手を伸ばせば届くスジョンにふれることもできずに、イヌクはただじっと
スジョンを見つめていたのだった。後ろから見るスジョンの襟足が愛おし
く、イヌクの胸が高鳴った。

6階に着きドアが開くと、ドアの前で時計を見ながら立っているジェミン
が見えた。

「あなた・・ここよ」

スジョンがエレベーターを降りるとジェミンは、

「遅かったな・・心配したぞ。

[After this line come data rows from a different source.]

PR #757, opened 2019-04-10
filtering by all statuses

rkzel:
FilterBar has ability to filer by bounty status. This PR is for showing all statuses plus ability to filter all funded / unfunded issues regardless of the stage they are at. This is how it should look like (HR was updated after taking this screenshot):

statuses


apps/projects/app/components/Content/Issues.js
```diff
@@ -159,14 +159,16 @@ class Issues extends React.PureComponent {
       // if there are no Status filters, all issues pass
       if (Object.keys(filters.statuses).length === 0) return true
       // should bountyless issues pass?
-
       const status = bountyIssueObj[issue.number] ? bountyIssueObj[issue.number] : 'not-funded'
       if ('not-funded' in filters.statuses && !bountyIssueObj[issue.number])
         return true
       // if issues without a status should not pass, they are rejected below
       if (status === 'not-funded') return false
```
Quazia: This line isn't needed, it'll hit the return false regardless of this line being here.

apps/projects/app/components/Content/Issues.js
```diff
@@ -159,14 +159,16 @@ class Issues extends React.PureComponent {
       // if there are no Status filters, all issues pass
       if (Object.keys(filters.statuses).length === 0) return true
       // should bountyless issues pass?
-
       const status = bountyIssueObj[issue.number] ? bountyIssueObj[issue.number] : 'not-funded'
       if ('not-funded' in filters.statuses && !bountyIssueObj[issue.number])
```
Quazia: This line is made redundant by `status in filters.statuses` as `if status in not-funded` `bountyIssueObj[issue.number]` is _necesarily_ false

」

と言ってスジョンの手を取り、頬にキスをした。

イヌクはエレベーターの奥からその姿をじっと見つめていたが、ジェミンが
顔を上げた途端、視線が合いそうになり思わず顔を背けた。

と同時にエレベーターのドアが静かに閉まっていった。

ジェミンは一瞬、イヌクを見たような気がして眉をひそめた。

「さあ・・行こうか」

ボブの声で会場に向かった。

スジョンの肩を抱くジェミンの手に、思わず力が入っていた。


部屋に戻ったイヌクはソファに深々と腰掛け、両手で顔を覆っていた。

「どうしたの?」

女がイヌクにまとわりついてくると、

「帰れ・・帰ってくれ」

と静かな声で言った。

女はすねたように

「嫌よ・・今日は泊まって良いって言ったでしょう」

とイヌクに抱きつこうとすると、その腕をつかんで突き倒した。

「良いから・・帰れ」

強い口調に女は驚き、悔しそうに帰っていった。

するとイヌクはすぐにフロントに電話をかけ、6階の催しは何かと聞
き出していた。

「そうか・・わかった。ありがとう」

ジェミンの会社の10周年のパーティーだと知ったイヌクは不敵に笑っ
て受話器を置いた。

「やっと見つけたよ・・スジョン。きれいになったな・・」

イヌクはグラスにバーボンを注ぐと、ニューヨークの街並みを見下ろし
ながら、何故か乾杯をするようにグラスを上げて、そして飲み干した。